Example 9.14: The Pressure of a Mixture of Gases
A
10.0 L vessel contains
\(2.50\times 10^{-3 }\)mol of
\(\ce{H2}\),
\(1.00\times 10^{-3 }\)mol of He, and
\(3.00\times 10^{-4 }\)mol of Ne at
35 °C.
(a) What are the partial pressures of each of the gases?
(b) What is the total pressure in atmospheres?
Solution
\(V_{\mathrm{gas}}\) \(= 10.0\ \mathrm{L}\)
\(n_{\mathrm{\ce{H2}}}\) \(= 2.50\times 10^{-3}\ \mathrm{mol}\)
\(n_{\mathrm{\ce{He}}}\) \(= 1.00\times 10^{-3}\ \mathrm{mol}\)
\(n_{\mathrm{\ce{Ne}}}\) \(= 3.00\times 10^{-4}\ \mathrm{mol}\)
\(T\) \(= 35.\ \mathrm{°aC}\)
The gases behave independently, so the partial pressure of each gas can be determined from the ideal gas equation, using
\(P = \dfrac{n \cdot R \cdot T}{V_{\mathrm{gas:}}}\)

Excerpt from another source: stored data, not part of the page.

PR #260, opened 2017-05-04
Add make target for running tests inside Docker containers

nforro:


thozza:
@nforro are you sure you want to merge this to the `nforro-doc-building-fixes` branch?

nforro:
@thozza: Yes, because it kind of depends on that branch (there are commits in both which modify Makefile). Actually all 7 of my latest pull requests are chained, it seemed like a good idea to me because of dependency between them. I plan to merge them together after they are all approved.

.travis.yml
```diff
@@ -5,5 +5,5 @@ env:
     - DOCKER_IMAGE=fedora:24
     - DOCKER_IMAGE=fedora:25
     - DOCKER_IMAGE=fedora:rawhide
```
nforro: Do you mean replacing `fedora:24` and `fedora:25` with `fedora:latest`? I used `fedora:latest` in Makefile.docker just to avoid the need of changing the value every time new Fedora is released.

Makefile.docker
```diff
@@ -0,0 +1,15 @@
...
+# so rather replace it with placeholder
+TEST_IMAGE := $(subst :,_COLON_,$(DOCKER_IMAGE))
+
+.PHONY: test $(TEST_IMAGE)
+
+test: $(TEST_IMAGE)
+
+$(TEST_IMAGE):
+	$(eval IMAGE := $(subst _COLON_,:,$@))
+	sudo docker pull $(IMAGE)
```
nforro: Ok, I'll add check for docker group and call sudo only in case it's really needed.

.travis.yml
thozza: I don't have preference, but the the situation with `travis.yml` is the same as with `Makefile.docker` - it will have to be updated with every new Fedora. If it is just added as additional image, we will be most probably testing one Fedora version twice, but on the other hand we won't miss new Fedora if we don't update the file on time. If we replace Fedora versions with just `fedora:latest`, we won't test rebase-helper on "latest stable version" - 1. I'm OK also if no change will be done here, but it seemed right to consolidate Makefile and config file for Travis.

nforro: I especially don't like the necessity to change it in two places. I could actually just remove it from .travis.yml, but that would mean losing the build matrix (separate build jobs for each Fedora release), which I think is nice.
But I agree that it's probably better to keep .travis.yml and Makefile.docker synchronized, so I'll probably change both to contain `fedora:24`, `fedora:latest` and `fedora:rawhide`.

thozza: +1

PR #261, opened 2017-05-18
Documentation improvements

nforro:
You can take a look at [generated documentation](http://rebase-helper.readthedocs.io/en/nforro-documentation-improvements/index.html).


nforro:
Maybe SPEC hooks deserve their own section in the documentation.
And I agree that some control over them should be implemented.

Issue #150, opened 2016-02-07
Provide git am-able patches or a pullable repo on success


simo5:
As a maintainer I want final word on pulling any changes, but if rebase-helper did a good job I'd like to just pull the changes it applied automatically and fire an official build.

That can be either:
- a patch that can be imported in dist-git with git am
- a repository from which I can pull the patch and then git cherry-pick on dist git
- a branch in dist git with the proposed commit

PR #266, opened 2017-05-29
Generate a patch after rebase

skisela:
Move modified patches and rebased specfile to a subdirectory
results_dir/rebased_sources for better organization.
Copy also unmodified used patches to the directory, to be able
to generate patch containing all changes between the current
package version patches and specfile, and the rebased version.

Generate 'changes.patch' for simple application of the result
and place it in the results_dir.

Change paths to patches in 'rebase_spec_file' back to the current
directory after rebase, to provide fully functional rebased sources
in the 'rebased_sources' directory.

Add a test case to check 'changes.patch'.
Add a test case to check removed patches.

Modify report from rebase-helper.

Resolves: #150


skisela:
Rebased specfile contains paths to patches in the subdirectory(modified) and in the base directory(unmodified). That might be changed as well, for more convenient usage of the whole new directory.

nforro:
I'm afraid that `newsources`, resp. `new_sources_dir` is not the best name for the subdirectory. Everywhere else in **rebase-helper** it's basically a synonym of upstream version source tarball.

rebasehelper/application.py
```diff
@@ -412,6 +417,23 @@ def patch_sources(self, sources):
...
+        Generates patch to the results_dir containing all needed files for
+        the rebased package version
+        """
+        # Copy applied untouched patches to the newsources directory
+        SpecFile.copy_applied_patches(self.new_sources_dir, self.spec_file, self.rebase_spec_file)
+
+        dir = os.getcwd()
+        os.chdir(self.new_sources_dir)
+        gh = GitHelper('./')
+        gh.command_init('./')
```
nforro: Is there a reason to use `'./'` and not just `'.'`?

rebasehelper/application.py
```diff
@@ -412,6 +417,23 @@ def patch_sources(self, sources):
...
+        gh.command_add_files('.')
+        gh.command_commit('Init commit.')
+        gh.command_format_patch(directory = self.results_dir)
```
nforro: There shoudn't be spaces around `=` when passing a keyword argument, see [PEP 8 style guide](https://www.python.org/dev/peps/pep-0008/#other-recommendations).

rebasehelper/application.py
```diff
@@ -412,6 +417,23 @@ def patch_sources(self, sources):
...
+    def generate_patch(self):
+        """
+        Generates patch to the results_dir containing all needed files for
+        the rebased package version
+        """
+        # Copy applied untouched patches to the newsources directory
+        SpecFile.copy_applied_patches(self.new_sources_dir, self.spec_file, self.rebase_spec_file)
+
+        dir = os.getcwd()
+        os.chdir(self.new_sources_dir)
```
nforro: I don't think changing directory is necessary.

rebasehelper/utils.py
```diff
@@ -892,6 +892,18 @@ def command_commit(self, message=None, amend=False):
...
+        """
+        Method generates patch based on last commit
+
+        :param directory: Directory where patch will be placed
+        :param patchname: Name of the patch
+        :return: return code from ProcessHelper
+        """
+        cmd = ['format-patch', '--stdout', '-1']
+
+        return self._call_git_command(cmd, output_file=directory + '/' + patchname)
```
nforro: It would be probably better to use `os.path.join(directory, patchname)` here.

rebasehelper/utils.py
```diff
@@ -892,6 +892,18 @@ def command_commit(self, message=None, amend=False):
 
         return self._call_git_command(cmd)
 
+    def command_format_patch(self, patchname="changes.patch", directory="./"):
```
nforro: Why are you using double quotes here and single quotes below? If there is no explicit reason, I think you should choose one or the other for the sake of consistency.

rebasehelper/specfile.py
```diff
@@ -403,15 +404,79 @@ def write_updated_patches(self, patches):
...
+
+        :param patches: all patches not commented in the rebase_spec_file
+        :param spec_file: spec_file object
+        :return: List of unmodified used patches
+        """
+        copy_patches = []
+
+        for patch in patches:
+            copy = True
+            for pnum in spec_file.modified_patches:
```
nforro: `spec_file.modified_patches` will always be empty, since `write_updated_patches()` method is called only on `rebase_spec_file`.

rebasehelper/specfile.py
```diff
@@ -403,15 +404,79 @@ def write_updated_patches(self, patches):
...
+                if pnum in patch:
+                    copy = False
+
+            if copy:
+                copy_patches.append(patch)
+        return copy_patches
+
+    @staticmethod
+    def get_used_patches(spec_file, rebase_spec_file):
```
nforro: What's the point of this method? Why don't you just use `rebase_spec_file.patches['applied']`?

nforro:
As you said, rebased SPEC file contains paths to patches in the subdirectory. That has to be changed, if you expect users to use whole contents of the subdirectory.

rebasehelper/application.py
```diff
@@ -413,6 +421,39 @@ def patch_sources(self, sources):
...
+        """
+        # Delete removed patches from rebased_sources_dir from git
+        for removed_patch in self.rebase_spec_file.removed_patches:
+            self.git_helper.command_rm(os.path.join(self.rebased_sources_dir, removed_patch))
+
+        # Fix paths in rebase_spec_file to patches to current directory
+        for index, line in enumerate(self.rebase_spec_file.spec_content):
+            mod_line = re.sub(settings.REBASE_HELPER_REBASED_SOURCES_DIR + '/', '', line)
+            self.rebase_spec_file.spec_content[index] = mod_line
+        self.rebase_spec_file.save()
```
nforro: This solution doesn't seem to be very robust, wouldn't it be better to modify `SpecFile.write_updated_patches()` method not to prepend the subdirectory to modified patches?

rebasehelper/application.py
```diff
@@ -413,6 +421,39 @@ def patch_sources(self, sources):
...
+
+        # Generate patch
+        self.git_helper.command_add_files('.')
+        self.git_helper.command_commit(message='Get difference between versions')
```
nforro: I think it would be better if the commit message would be the same as changelog entry.

rebasehelper/application.py
skisela: Well the subdirectories must be prepended during the build of rebased sources.
The second option is to change the current working directory to the 'rebased_sources' directory.
Then we might need to modify few other paths.

rebasehelper/application.py
skisela: You're right. I will modify that.

rebasehelper/application.py
nforro: Got it, but I still don't like this. You could at least check if a line starts with `Patch`.
I think there has to be more elegant solution, but I can't think of any right now ;-)

skisela: Sure, I will rethink it, thanks!

rebasehelper/application.py
```diff
@@ -413,6 +421,39 @@ def patch_sources(self, sources):
...
+        self.git_helper.command_format_patch(directory=self.results_dir)
+
+    def _prepare_rebased_repository(self):
+        """
+        Initialize git repository in the rebased directory
+        :return:
+        """
+        for patch in self.rebase_spec_file.patches['applied']:
```
nforro: It probably doesn't really matter in this phase, but using `self.spec_file.patches['applied']` makes more sense to me.

rebasehelper/application.py
```diff
@@ -716,8 +757,15 @@ def run(self):
         if not self.conf.keep_workspace:
             self._delete_workspace_dir()
 
+        self.generate_patch()
+
         if self.debug_log_file:
             logger.info("Detailed debug log is located in '%s'", self.debug_log_file)
+            logger.info("Modified patches and specfile needed for the rebased version "
+                        "are located in '%s'", self.rebased_sources_dir)
+            logger.info("Patch '%s' containing changes of patches nad specfile between "
```
nforro: There is a typo, and I think I would just use `rebased spec file and patches`. So `Patch '%s' containing changes between original and rebased spec file and patches ...`, and `Rebased spec file and patches are located ...`.

rebasehelper/settings.py
```diff
@@ -28,6 +28,7 @@
 
 REBASE_HELPER_RESULTS_DIR = REBASE_HELPER_PREFIX + "results"
 REBASE_HELPER_WORKSPACE_DIR = REBASE_HELPER_PREFIX + "workspace"
+REBASE_HELPER_REBASED_SOURCES_DIR = REBASE_HELPER_PREFIX + "results/rebased_sources"
```
nforro: Why not `REBASE_HELPER_REBASED_SOURCES_DIR = os.path.join(REBASE_HELPER_RESULTS_DIR, "rebased_sources")` just like below?

rebasehelper/specfile.py
```diff
@@ -397,13 +398,14 @@ def write_updated_patches(self, patches):
                     self.spec_content[index] = '#{0} {1}\n'.format(' '.join(fields[:-1]),
                                                                    os.path.basename(patch_name))
                     if patch_removed:
+                        self.removed_patches.append(patch_name)
```
nforro: Is this used anywhere?

rebasehelper/application.py
nforro: The problem is `%{_sourcedir}` macro defines location of both source tarballs and downstream patches. So you would have to copy also source tarballs before changing directory (or redefining `%{_sourcedir}` macro).

nforro: So your solution with modifying rebased spec file after build is probably acceptable.
But I think you should move that to `SpecFile` class.

skisela:
Thanks for comments. I will fix the issues and add a test case for this enhancement.

rebasehelper/specfile.py
```diff
@@ -346,6 +347,13 @@ def _comment_out_patches(self, patch_num):
                         patch_num.remove(num)
                         break
 
+    def renew_paths_to_patches(self):
+        # Fix paths in rebase_spec_file to patches to current directory
+        for index, line in enumerate(self.spec_content):
```
nforro: I'd still like to see some additional check like `if line.startswith('Patch'):` here.

rebasehelper/specfile.py
```diff
@@ -346,6 +347,13 @@ def _comment_out_patches(self, patch_num):
                         patch_num.remove(num)
                         break
 
+    def renew_paths_to_patches(self):
```
nforro: Why not `update_paths_to_patches`? It sounds a little bit better to me.

rebasehelper/tests/test_specfile.py
```diff
@@ -460,3 +461,13 @@ def test_pypi_to_python_hosted_url_trans(self):
...
+
+    def test_update_paths_to_patches(self):
+        """
+        Check updated paths to patches in the rebased directory
+        :return:
+        """
+        self.SPEC_FILE_OBJECT.update_paths_to_patches()
+
+        for line in self.SPEC_FILE_OBJECT.spec_content:
+            assert not re.search('^Patch.*rebased_sources/', line)
```
nforro: I think it is sufficient to check only `Patch5` (before and after calling the method).
You can also use `self.SPEC_FILE_OBJECT.hdr[rpm.RPMTAG_PATCH]` to access `Patch` tags.

skisela: I am afraid this approach provides us only with patch name instead of the full relative path to it.

nforro: Right, I didn't notice that. But I still think that you should first find the `Patch5` line and then make assertion on it, rather than doing that for every line.

skisela: You are absolutely right, see last commit fixing that already.

rebasehelper/tests/test_specfile.py
```diff
@@ -460,3 +461,18 @@ def test_pypi_to_python_hosted_url_trans(self):
...
         assert 'https://files.pythonhosted.org/' in self.SPEC_FILE_OBJECT._get_raw_source_string(7)
+
+    def test_update_paths_to_patches(self):
+        """
+        Check updated paths to patches in the rebased directory
+        :return:
+        """
+        for line in self.SPEC_FILE_OBJECT.spec_content:
+            if line.startswith('Patch5'):
+                assert re.search('.*rebased_sources/', line)
```
nforro: How about this?
```
line = [l for l in self.SPEC_FILE_OBJECT.spec_content if l.startswith('Patch5')][0]
assert 'rebased_sources' in line
```

skisela: Much better, thanks!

\(R\) \(= 8.314\ \frac{\mathrm{J}}{\mathrm{mol}\ \mathrm{K}}\)
\(R\) \(= 8.314\ \frac{\mathrm{J}}{\mathrm{mol}\ \mathrm{K}}\)
\(\ \ \ =0.08205\ \frac{\mathrm{L}\ \mathrm{atm}}{\mathrm{mol}\ \mathrm{K}}\)
\(P_{\mathrm{\ce{H2}}}\) \(= \dfrac{n_{\mathrm{\ce{H2}}} \cdot R \cdot T}{V_{\mathrm{gas}}}\)
\(\ \ \ =\dfrac{2.50\times 10^{-3}\ \mathrm{mol} \cdot 0.08205\ \frac{\mathrm{L}\ \mathrm{atm}}{\mathrm{mol}\ \mathrm{K}} \cdot 35.\ \mathrm{°aC}}{10.0\ \mathrm{L}}\)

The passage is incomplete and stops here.